Enquanto ia para o bar ver o suposto jogaço de hoje a noite, vinha lendo a Pirâmide Invertida, livro de história da tática. O trecho em questão falava sobre o futebol soviético dos anos 1980, do bielorusso Malefeev, dono da expressão "futebol sincero". Seu time jogava só com a bola, abandonava as faltas e o jogo físico. Lembrava os tempos do futebol romântico. Fechei o livro, desci do ônibus e cheguei no bar. Veio a escalação do Flamengo. Lembrar da passagem que havia acabado de ler foi inevitável.

O Flamengo foi a campo com seis jogadores da base. Repito: SEIS jogadores da base. E mesmo os supostos veteranos nem eram tão velhos assim. A média de idade era de 23 anos. Sabendo quem estava do outro lado já imaginei um jogo em que o Flamengo apanharia bastante. Podia ser um fator a influenciar o jogo.

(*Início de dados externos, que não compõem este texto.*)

PR #692, opened 2018-12-05
Issue 687 export ui conf param remove group names

### LINKED ISSUE #687: Add (export) remove group names conf param to the UI
After Briefcase v1.13.0 we have a new CLI param to enable removing group names from CSV headers when exporting forms.

We should add a new UI conf param to enable it as well:
- It should be a checkbox on the default conf panel
- It should be an `OverridableBoolean` on the override (custom) conf panels.

To go about this, we can imitate what's being done with other boolean conf params like "export media" or "include GeoJSON"

ggalmazor:
Closes #687

Tested manually with [choice-lists.zip](https://github.com/opendatakit/briefcase/files/2648642/choice-lists.zip), which has a field in a group.
Tested all combinations of default conf and overridden conf.

This PR imitates what's being done with all the other overridable boolean export conf params.

Users should be able to enable removing the group names from the CSV header lines thanks to a new checkbox (default conf panel) and overridable boolean (custom conf panel)

image

image

Yes:
- [ ] https://github.com/opendatakit/docs/issues/927

### DIFF
--- a/src/org/opendatakit/briefcase/export/ExportConfiguration.java
+++ b/src/org/opendatakit/briefcase/export/ExportConfiguration.java
@@ -212,6 +212,10 @@ public class ExportConfiguration {
     return includeGeoJsonExport;
   }
 
+  public OverridableBoolean getRemoveGroupNames() {
+    return removeGroupNames;
+  }
+
   public void ifExportDirPresent(Consumer<Path> consumer) {
     exportDir.ifPresent(consumer);
   }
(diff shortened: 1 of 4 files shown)


kkrawczyk123:
**Tested with success!**

ggalmazor:
Thanks for the review, @dcbriccetti! 
Thanks for testing it, @kkrawczyk123! 

:heart:

PR #698, opened 2019-02-01
Issue 681 resume last pull

### LINKED ISSUE #681: Resume last pull
Users with big forms and/or many submissions (10k, 25k, and more), often complain about how much time the pulling and exporting processes take to complete.

([forum conversation](https://forum.opendatakit.org/t/pull-submissions-starting-from-date/16200))

This problem can be worse in scenarios where users have a long-living form that receives periodically new submissions i.e. to receive the last 100 submissions, Briefcase has to navigate through the first 10k to reach them.

(note that Briefcase doesn't actually download the 10k submissions it already pulled before, see the explanation below)

Some insights about how Briefcase pulls forms and their submissions from Aggregate:
- Briefcase pulls data from Aggregate in batches of a maximum of 100 submissions each.
- A batch consists of an XML  with:
  - A list of submission instance IDs
  - A "cursor" that can be used to get the next batch
- A cursor is an XML with:
  - The field used to order submissions. Currently, we're using `LAST_UPDATE_DATE`
  - The last update date (ISO8601) of the last submission from the previous batch
  - The instance ID of the last submission from the previous batch
  - A boolean telling if the cursor is a forward cursor

  ```xml
  <cursor xmlns="http://www.opendatakit.org/cursor">
    <attributeName>_LAST_UPDATE_DATE</attributeName>
    <attributeValue>2018-11-07T14:43:24.644+0000</attributeValue>
    <uriLastReturnedValue>uuid:d9b67b6f-2058-469b-8cb1-c86b9c34b632</uriLastReturnedValue>
    <isForwardCursor>true</isForwardCursor>
  </cursor>
  ```
- In order to get the first batch of submissions, Briefcase sends Aggregate an empty cursor
- Briefcase will continue asking for more batches until an empty batch arrives, which ends the pull operation

(now this is what happens with each non-empty batch received)
- Each batch will contain a maximum of 100 submission instance IDs. 
- Briefcase uses a local database to exclude from the list any submission that's been already downloaded
- For each of those remaining submission instance IDs, Briefcase downloads them from Aggregate, including all their media attachments

**Optimization problem**

Taking how Briefcase works into mind, in scenarios like the one described above, where a long-living form receives new submissions periodically, Briefcase will be forced to "scan" all the submission instance IDs until it reaches a batch where new submissions start to show up.

For a form with 10k submissions, this means 100 requests before reaching a batch that actually contains new submissions. That has a negative impact on the overall performance of the operation and the monthly expenses for users hosting their Aggregate instances in App Engine.

**Proposed solution**

- Briefcase stores the last cursor used for each form
- We add a checkbox to "Always try to resume pulls" in the Settings tab
- When that's enabled, Briefcase sends the stored cursor instead of an empty one, effectively resuming the pull operation.
- Briefcase should also provide a new CLI flag to enable this feature for users launching Briefcase from the command line

ggalmazor:
Closes #681

Tested manually on Linux(Ubuntu) using an Aggregate v2.0 local server

This PR tries to store a byproduct of the pre-existing pull process that was being discarded (the cursor uses during interaction with the Aggregate API). 

There are new user facing options:
- There's a new global setting to enable resuming pulls in the Settings tab
- There's a new button in the settings tab that clears any saved resume cursors
- There's a new CLI flag `-rlp` or `--resume_last_pull` to enable the feature from the command line

Yes, https://github.com/opendatakit/docs/issues/967

### DIFF
--- a/src/org/opendatakit/briefcase/transfer/TransferForms.java
+++ b/src/org/opendatakit/briefcase/transfer/TransferForms.java
@@ -208,6 +208,11 @@ public class TransferForms implements Iterable<FormStatus> {
 
   public void setLastPullCursor(FormStatus fs, String cursor) {
     lastPullCursorsByFormId.put(fs.getFormId(), cursor);
+    triggerOnChange();
+  }
+
+  public Map<String, String> getLastPullCursorsByFormId() {
+    return lastPullCursorsByFormId;
   }
 
   @Override
--- a/src/org/opendatakit/briefcase/transfer/TransferForms.java
+++ b/src/org/opendatakit/briefcase/transfer/TransferForms.java
@@ -38,6 +38,7 @@ import org.opendatakit.briefcase.reused.Pair;
  * selection of those forms, as well as merging changes in the forms cache.
  */
 public class TransferForms implements Iterable<FormStatus> {
+  public static final String LAST_CURSOR_PREFERENCE_KEY_SUFFIX = "-last-cursor";
   private List<FormStatus> forms;
   private Map<String, FormStatus> formsIndex = new HashMap<>();
   private Map<String, String> lastPullCursorsByFormId;
@@ -79,7 +80,7 @@ public class TransferForms implements Iterable<FormStatus> {
   public void load(List<FormStatus> forms, BriefcasePreferences preferences) {
     this.forms = forms;
     this.lastPullCursorsByFormId = forms.stream()
-        .map(form -> Pair.of(form.getFormId(), preferences.nullSafeGet(form.getFormId() + "-last-cursor")))
+        .map(form -> Pair.of(form.getFormId(), preferences.nullSafeGet(form.getFormId() + LAST_CURSOR_PREFERENCE_KEY_SUFFIX)))
         .filter(pair -> pair.getRight().isPresent())
         .map(pair -> pair.map(identity(), Optional::get))
         .collect(toMap(Pair::getLeft, Pair::getRight));
--- a/src/org/opendatakit/briefcase/transfer/TransferForms.java
+++ b/src/org/opendatakit/briefcase/transfer/TransferForms.java
@@ -15,6 +15,7 @@
  */
 package org.opendatakit.briefcase.transfer;
 
+import static java.util.function.Function.identity;
 import static java.util.stream.Collectors.toList;
 import static java.util.stream.Collectors.toMap;
 
@@ -25,9 +26,12 @@ import java.util.HashMap;
 import java.util.Iterator;
 import java.util.List;
 import java.util.Map;
+import java.util.Optional;
 import java.util.function.Function;
 import java.util.stream.Stream;
+import org.opendatakit.briefcase.model.BriefcasePreferences;
 import org.opendatakit.briefcase.model.FormStatus;
+import org.opendatakit.briefcase.reused.Pair;
 
 /**
  * This class represents a set of forms to be pulled/pushed. It manages the
@@ -36,7 +40,7 @@ import org.opendatakit.briefcase.model.FormStatus;
 public class TransferForms implements Iterable<FormStatus> {
   private List<FormStatus> forms;
   private Map<String, FormStatus> formsIndex = new HashMap<>();
-  private final Map<String, String> lastPullCursorsByFormId;
+  private Map<String, String> lastPullCursorsByFormId;
   private final List<Runnable> onChangeCallbacks = new ArrayList<>();
 
   private TransferForms(List<FormStatus> forms, Map<String, String> lastPullCursorsByFormId) {
@@ -70,10 +74,15 @@ public class TransferForms implements Iterable<FormStatus> {
 
   /**
    * Replaces the current list of {@link FormStatus} instances with
-   * the incoming list.
+   * the incoming list, and reads any saved cursor from a previous pull
    */
-  public void load(List<FormStatus> forms) {
+  public void load(List<FormStatus> forms, BriefcasePreferences preferences) {
     this.forms = forms;
+    this.lastPullCursorsByFormId = forms.stream()
+        .map(form -> Pair.of(form.getFormId(), preferences.nullSafeGet(form.getFormId() + "-last-cursor")))
+        .filter(pair -> pair.getRight().isPresent())
+        .map(pair -> pair.map(identity(), Optional::get))
+        .collect(toMap(Pair::getLeft, Pair::getRight));
     triggerOnChange();
   }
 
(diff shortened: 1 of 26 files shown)


dcbriccetti:
+2,500 −452
Oh   my   goodness.

ggalmazor:
This is mostly new stuff added with tests. I'm hesitating about splitting this PR into two. One focused on adding the new resume last pull and another one with the improvements to the jobs in parallel. What do you think?

dcbriccetti:
Either is fine with me. But I’m calling Guinness World Records about you and your PRs.

ggalmazor:
OK, then I'd prefer everything to go in one fell sweep :P

dcbriccetti:
That’ll make it easier on Guinness.

ggalmazor:
We are splitting the price, right?

dcbriccetti:
Works for me!

ggalmazor:
@dcbriccetti, after discussing this PR with @yanokwa we've decided that we prefer to go for a codefreeze tomorrow.

To make it easier, I've finally split this PR into two and left just the new feature in this one. It should contain the minimal UI and CLI changes to have the feature into Briefcase.

We will be reviewing the changes to the parallel processes code in #706, probably in the context of an upcoming v2.0.0 with further reaching changes.

src/org/opendatakit/briefcase/transfer/TransferForms.java
```diff
@@ -15,56 +15,74 @@
...
   /**
    * Replaces the current list of {@link FormStatus} instances with
-   * the incoming list.
+   * the incoming list, and reads any saved cursor from a previous pull
    */
-  public void load(List<FormStatus> forms) {
+  public void load(List<FormStatus> forms, BriefcasePreferences preferences) {
     this.forms = forms;
+    this.lastPullCursorsByFormId = forms.stream()
+        .map(form -> Pair.of(form.getFormId(), preferences.nullSafeGet(form.getFormId() + "-last-cursor")))
```
dcbriccetti: "-last-cursor" appears in three places. Did you consider making it a constant?

dcbriccetti:
It’s not part of this PR, but I offer you this anyway:
screen shot 2019-02-12 at 8 29 08 pm

dcbriccetti:
Again outside this PR, but:
```
  /**
   * Empties the {@link FormStatus} list.
   */
  public void clear() {
    forms = Collections.emptyList();
    triggerOnChange();
  }
```
Did you consider `forms.clear()`?

src/org/opendatakit/briefcase/transfer/TransferForms.java
```diff
@@ -36,34 +36,36 @@
 public class TransferForms implements Iterable<FormStatus> {
   private List<FormStatus> forms;
   private Map<String, FormStatus> formsIndex = new HashMap<>();
+  private final Map<String, String> lastPullCursorsByFormId;
```
dcbriccetti: The comment for this commit, 
`Add somewhere to store in memory cursors into TransferForms`
would be more readable as 
`... store in-memory cursors ...`

src/org/opendatakit/briefcase/transfer/TransferForms.java
```diff
@@ -206,6 +206,10 @@ public String getLastCursor(FormStatus fs) {
     return Optional.ofNullable(lastPullCursorsByFormId.get(fs.getFormId())).orElse("");
   }
 
+  public void setLastPullCursor(FormStatus fs, String cursor) {
+    lastPullCursorsByFormId.put(fs.getFormId(), cursor);
```
dcbriccetti: Why not have the form ID as the formal parameter rather than have this method concerned with a FormStatus?

src/org/opendatakit/briefcase/util/ServerFetcher.java
```diff
@@ -261,8 +264,8 @@ private ExecutorService getFetchExecutorService(Boolean pullInParallel) {
     return Executors.newFixedThreadPool(downloadThreads, new DownloadThreadFactory());
   }
 
-  private boolean downloadAllSubmissionsForForm(File formInstancesDir, DatabaseUtils formDatabase, BriefcaseFormDefinition lfd,
-                                                FormStatus fs, String websafeCursorString) {
+  private Pair<Boolean, String> downloadAllSubmissionsForForm(File formInstancesDir, DatabaseUtils formDatabase, BriefcaseFormDefinition lfd,
+                                                              FormStatus fs, String websafeCursorString) {
```
dcbriccetti: I’m trying to decide if I’m concerned that these cursors are Strings, and not of a less general type.

src/org/opendatakit/briefcase/ui/settings/SettingsPanelForm.java
```diff
@@ -52,6 +52,7 @@
   private JButton storageLocationClearButton;
   private JButton storageLocationChooseButton;
   private JCheckBox pullInParallelField;
+  private JCheckBox resumeLasPullField;
```
dcbriccetti: May I offer you a `t`?

src/org/opendatakit/briefcase/transfer/TransferForms.java
ggalmazor: You're right :)
Thanks for pointing it out

src/org/opendatakit/briefcase/transfer/TransferForms.java
ggalmazor: I guess you're right, but I'm struggling to not think about this until we can start working on a central database. All the domain is inside out. The last pull cursor should be the "Form"'s concern...

src/org/opendatakit/briefcase/util/ServerFetcher.java
ggalmazor: The ServerFetcher belongs to the legacy codebase. The new codebase will have a `Cursor` abstraction that deals with that (see #705)

ggalmazor: By the way, the cursor is an XML document that the Aggregate API serializes into another XML's tag value, which is super weird. That's why it's a String at that point.

I think the reasoning was to treat the cursor as an opaque string during HTTP interaction.

src/org/opendatakit/briefcase/ui/settings/SettingsPanelForm.java
ggalmazor: I'll take it ;)

No traps were introduced in any commit! :D

ggalmazor:
@dcbriccetti, thanks for the careful review!

I did the `forms.clear()`. Not only it's better and more expressive, but the old code was hiding a bug, since `Collections.emptyList()` has fixed size and would fail to add elements. I think you were right and that it's worth breaking the symmetry with the `TransferForms.load()` method.

As to using a `forEach` to simplify removing keys, I'd like to keep the symmetry with the previous block that sets them. Also, this code is meant to change whenever we start working on the central database anyway.

kkrawczyk123:
I've fought for long but we have *success* here!

Issue #699, opened 2019-02-05
error on pulling a form with guidance hint but without an hint


aurdipas:
#### Software versions 
Briefcase v1.13.1, Java version "1.7.0_80", operating system Windows 7, Aggregate v1.7.1

#### Problem description
I've a form on aggregate that contains some guidance hints, but without a regular hint like in the picture, when I try to pull the form I get the following error message:

"Fetching form definition
resolving against briefcase form definitions
Error parsing form definition: org.opendatakit.aggregate.exception.ODKIncompleteSubmissionData: Javarosa failed to construct a FormDef. Is this an XForm definition?"

![image](https://user-images.githubusercontent.com/5656097/52286911-6f78bf80-2969-11e9-9bd8-b43109343e70.png)

#### Expected behavior
the form should be pulled successfully.

#### Other information 
Adding a regular hint solves the issue.
It looks related to the issue already resolved for pyxform:
https://github.com/XLSForm/pyxform/issues/225

ggalmazor:
Hi @aurdipas! thanks for reporting the issue.

Briefcase currenlty runs JavaRosa 2.11.2, and I'm being able to pull the form if I update JR to the latest 2.13.0. Does this make sense to you?

ggalmazor:
Closed by #701

PR #701, opened 2019-02-07
Issue 700 Update JavaRosa

### LINKED ISSUE #700: Update to latest JavaRosa
We should take the chance to update JR to the latest release.

This should also take care of #699

ggalmazor:
Closes #700, and #699

The project compiles and Briefcase runs.
I've tested that the issue with #699 gets solved by using this form [guidance.xml.zip](https://github.com/opendatakit/briefcase/files/2840104/guidance.xml.zip)
 which fails in master (the form is from https://github.com/XLSForm/pyxform/issues/225 which was linked in #699)

It's a very small change: version bump, sync serializable class list (copied from JR)

N/A

No.

### DIFF
--- a/build.gradle
+++ b/build.gradle
@@ -42,7 +42,7 @@ dependencies {
         exclude group: 'commons-logging'
     }
     compile group: 'net.sf.kxml', name: 'kxml2', version: '2.3.0'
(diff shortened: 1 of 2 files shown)


kkrawczyk123:
**Tested with success!**

PR #703, opened 2019-02-07
Issue 702 Avoid checking the Location response header if the response is not an HTTP 3xx redirect

### LINKED ISSUE #702: Briefcase should not check locations if the response is not an HTTP redirect
#### Problem description
Briefcase checks the `Location` header to detect spoofing attempts unconditionally, which doesn't make sense unless the HTTP response code is in the 3xx range, which encodes a redirection request from the server.

On a side-note, Aggregate should not add `Location` headers to 2xx responses. https://github.com/opendatakit/aggregate/issues/409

E foi. Pelo menos nos primeiros minutos. Os 15 iniciais pareciam de uma pelada entre veteranos e garotos. O time rubro-negro começou tentando botar a bola no chão no primeiro minuto. Mas começou a perder todas as divididas seguintes. O Palmeiras pressionou e amassou um Fla que não conseguia sair com a bola. Para atacar, investia em uma clara orientação de Roger. Vinícius não é Everton e não volta para ajudar Renê. E após dois cruzamentos seguidos nas costas do lateral o Palmeiras fez 1x0, pondo fim a nova tentativa de recorde de Diego Alves.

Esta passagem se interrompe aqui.